Un fondo previdenziale per i nuovi nati. È una delle misure allo studio del governo Meloni, secondo quanto annunciato ieri dalla ministra del Lavoro Calderone, accogliendo la proposta avanzata dall'Inps. "Valutiamo la fattibilità del fondo previdenziale alla nascita", ha dichiarato in un'intervista sul Corriere della Sera. Secondo la ministra "le coperture si trovano, senza sottrarle ad altri strumenti, tanto più che per far partire il fondo previdenziale alla nascita bastano piccoli importi".

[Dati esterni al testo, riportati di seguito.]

PR #13574, opened 2018-12-07
Replaced rand_r with std:: random generation

lebeg:
## Description ##

`rand_r` is not thread-safe and is not available on Android. Part of bigger https://github.com/apache/incubator-mxnet/pull/11148

### Essentials ###

### Changes ###

## Comments ##

### DIFF
--- a/src/operator/rnn_impl.h
+++ b/src/operator/rnn_impl.h
@@ -34,6 +34,7 @@
 #include <vector>
 #include <string>
 #include <utility>
+#include <random>
 #include "./math.h"
 #include "./math_functions-inl.h"
 #include "./operator_common.h"
@@ -149,7 +150,6 @@ void LstmForwardTraining(DType* ws,
   const int r_size = D * T * N * H * 6;
   const int y_offset = T * N * H * 5;
   const int cell_size = N * H;
-  unsigned int seed_ = 17 + rand() % 4096;  // NOLINT(runtime/threadsafe_fn)
   int idx = 0;  // state & cell state's idx;
   const int omp_threads = mxnet::engine::OpenMP::Get()->GetRecommendedOMPThreadCount();
   for (int i = 0; i < L; ++i) {
@@ -176,13 +176,17 @@ void LstmForwardTraining(DType* ws,
       if (dropout > 0.0f) {
         #pragma omp parallel for num_threads(omp_threads)
         for (int j = 0; j < T * N * H * D; j++) {
-          int rand_data = rand_r(&seed_);
+          static thread_local std::random_device device;
+          static thread_local std::default_random_engine generator(device());
+          static thread_local std::uniform_int_distribution<int> distribution;
+          static thread_local auto dice = std::bind(distribution, generator);
+          int rand_data = dice();
           if (static_cast<float>(rand_data % 1000) < static_cast<float>(1000 * dropout)) {
             dropout_random[i * T * N * H * D + j] = 0;
             y.dptr_[j] = 0;
           } else {
             dropout_random[i * T * N * H * D + j] = 1.0f - dropout;
-            y.dptr_[j] =  y.dptr_[j] / (1.0f - dropout);
+            y.dptr_[j] = y.dptr_[j] / (1.0f - dropout);
           }
         }
       }
@@ -994,7 +998,6 @@ void GruForwardTraining(DType* ws,
   DType* bx_l = bx;
   DType* bh_l = bh;
   DType* y_tmp = x_ptr;
-  unsigned int seed_ = 17 + rand() % 4096;  // NOLINT(runtime/threadsafe_fn)
   for (int l = 0; l < L; l++) {
     if (l != 0) {
       y_tmp = y_l;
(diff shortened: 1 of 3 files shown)


src/operator/rnn_impl.h
```diff
@@ -176,13 +176,17 @@ void LstmForwardTraining(DType* ws,
       if (dropout > 0.0f) {
         #pragma omp parallel for num_threads(omp_threads)
         for (int j = 0; j < T * N * H * D; j++) {
-          int rand_data = rand_r(&seed_);
+          static thread_local std::random_device device;
```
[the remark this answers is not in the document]
larroy: I see.

tests/cpp/include/test_ndarray_utils.h
```diff
@@ -54,9 +55,11 @@ inline unsigned gen_rand_seed() {
...
 inline float RandFloat() {
-  static unsigned seed = gen_rand_seed();
-  double v = rand_r(&seed) * 1.0 / RAND_MAX;
-  return static_cast<float>(v);
+  static thread_local std::random_device device;
+  static thread_local std::default_random_engine generator(device());
+  static thread_local std::uniform_real_distribution<float> distribution;
+  static thread_local auto dice = std::bind(distribution, generator);
+  return dice();
 }
```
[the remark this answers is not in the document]
lebeg: The problem is file is in `tests/`.

Roshrini:
@perdasilva @larroy Is your concern answered? Is this PR good to go?

Roshrini:
@mxnet-label-bot Update [pr-awaiting-response]

anirudhacharya:
@lebeg @larroy @perdasilva ping for update

lebeg:
I think this PR is good to merge, can somebody do this?

lebeg:
@mxnet-label-bot Update [pr-awaiting-merge]

sandeep-krishnamurthy:
@apeforest - Can you please take a look at this PR?
Thanks @lebeg for this PR.

tests/cpp/include/test_ndarray_utils.h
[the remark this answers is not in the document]
perdasilva: There's no facepalm emoticon, so I had thumbs-up

lebeg:
Can anybody merge this?

lanking520:
@apeforest Could you please take a look?

src/operator/rnn_impl.h
eric-haibin-lin: This should probably addressed at the framework level by providing APIs to get rand numbers. We should not expect developers who implement operators to handle thread local variables

lebeg:
> we have random number generator as operator resources

@szha can you add a bit more information on this? Do you mean there is a random number generator operator?

src/operator/rnn_impl.h
lebeg: @eric-haibin-lin In general, I don't see why a thread local variable is an issue - there is a separate generator for every thread and nothing needs to be done additionally to ensure thread safety. Otherwise locking needs to be in place.

I could add a generate random number function to the framework API, but wouldn't change the implementation. What do you think?

lebeg: And in case of 1 function for all there will be complications with setting the seed if needed as well.

szha:
@lebeg I recommend looking at the dropout implementation (in `src/operator/nn/dropout-inl.h`)

TaoLv:
Looks like the change is extracted from #11148 .  Reviewed the code before and related comment and response are here: https://github.com/apache/incubator-mxnet/pull/11148/files#r210174235

lebeg:
@szha @TaoLv thanks, quoting here again for reference:
> Well, the problem is not about the seed itself, but with usage of `rand_r` and the fact that it's multithreaded. As far as I can tell in dropout-inl.h#L85 the seed is set outside of OpenMP threads and no random number gets generated with it afterwards, so it should be fine.

yzhliu:
@lebeg Can we port it to https://github.com/apache/incubator-mxnet/blob/master/include/mxnet/random_generator.h ? It is designed exactly for non-threadsafe rand number generators (in which cuda device random api is not thread-safe). I guess this is what @szha meant.

Ref:
https://github.com/apache/incubator-mxnet/blob/master/include/mxnet/random_generator.h
https://github.com/apache/incubator-mxnet/blob/master/src/resource.cc#L298
https://github.com/apache/incubator-mxnet/blob/master/src/operator/random/sampler.h

yzhliu:
Usually using `thread_local` rand generator is not a good idea, not only in the sense of system design, but it could be invalid.

Say if you use 4 threads to fill an array A[4], each Gaussian random generator fills one entry with its head element - `A[0] = gen1[0], A[1] = gen2[0], A[2] = gen3[0], A[3] = gen4[0]` - this array does not follow Gaussian distribution at all. Pseudorandom sequence has to be long enough in order to satisfy the distribution property.

Also it will be great to let users set their global seed, as some (maybe not-well-designed) algorithms are sensitive to seed number. This means all random generators within the system should take same input seed as their constructor argument. (I know currently this rule is not well followed in mxnet though.)

This is why `RandGenerator` is implemented so complicated.

src/operator/rnn_impl.h
yzhliu: suggest to refer to `RandGenerator<xpu>` as I mentioned below. It handles thread-safe problem without locking. The implement is somewhat tricky though.

lebeg:
Thank you @yzhliu for your input! Now it's indeed much clearer to me. I will take a look at the RandGenerator implementation and modify the change accordingly.

vandanavk:
@mxnet-label-bot update [pr-awaiting-response, Operator]

karan6181:
@lebeg Did you get a chance to look at the RandGenerator implementation ? Can you please make the relevant code changes for that? Thank you!

lebeg:
Closing this for now, no capacity to work on this right now.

"Da parte del governo e del ministero c'è massima la attenzione a tutto quanto attiene alla costruzione di pilastri aggiuntivi di previdenza. Siamo già intervenuti, stabilendo che dal primo luglio di quest'anno vi sia l'adesione automatica ai fondi pensione dei nuovi assunti e aumentando il tetto alla deducibilità dei contributi fino a 5.300 euro l'anno. Ora valutiamo la fattibilità del fondo previdenziale alla nascita. Credo che per il successo di questo strumento servirebbe anche prevedere incentivi fiscali sui contributi versati in questa sorta di salvadanaio, magari incrementando ancora la deducibilità". Come funzionerebbe il fondo pensionistico per nuovi nati: le ipotesi allo studio Ma chi dovrebbe gestire il fondo, il pubblico o il privato? Il modello immaginato dal governo è un sistema in cui la vigilanza verrebbe affidata alla Covip (Commissione di Vigilanza sui Fondi Pensione ndr) mentre la gestione del fondo sarebbe in capo all'Inps. "Questo non significa che ci sia una preclusione a operare in modo sinergico con realtà di mercato, ma, considerando che ci dovrebbe essere anche un iniziale contributo dello Stato, credo che l'Inps possa occuparsi della gestione, del monitoraggio e della rendicontazione mentre i ministeri del Lavoro e dell’Economia svolgono il ruolo di indirizzo e vigilanza".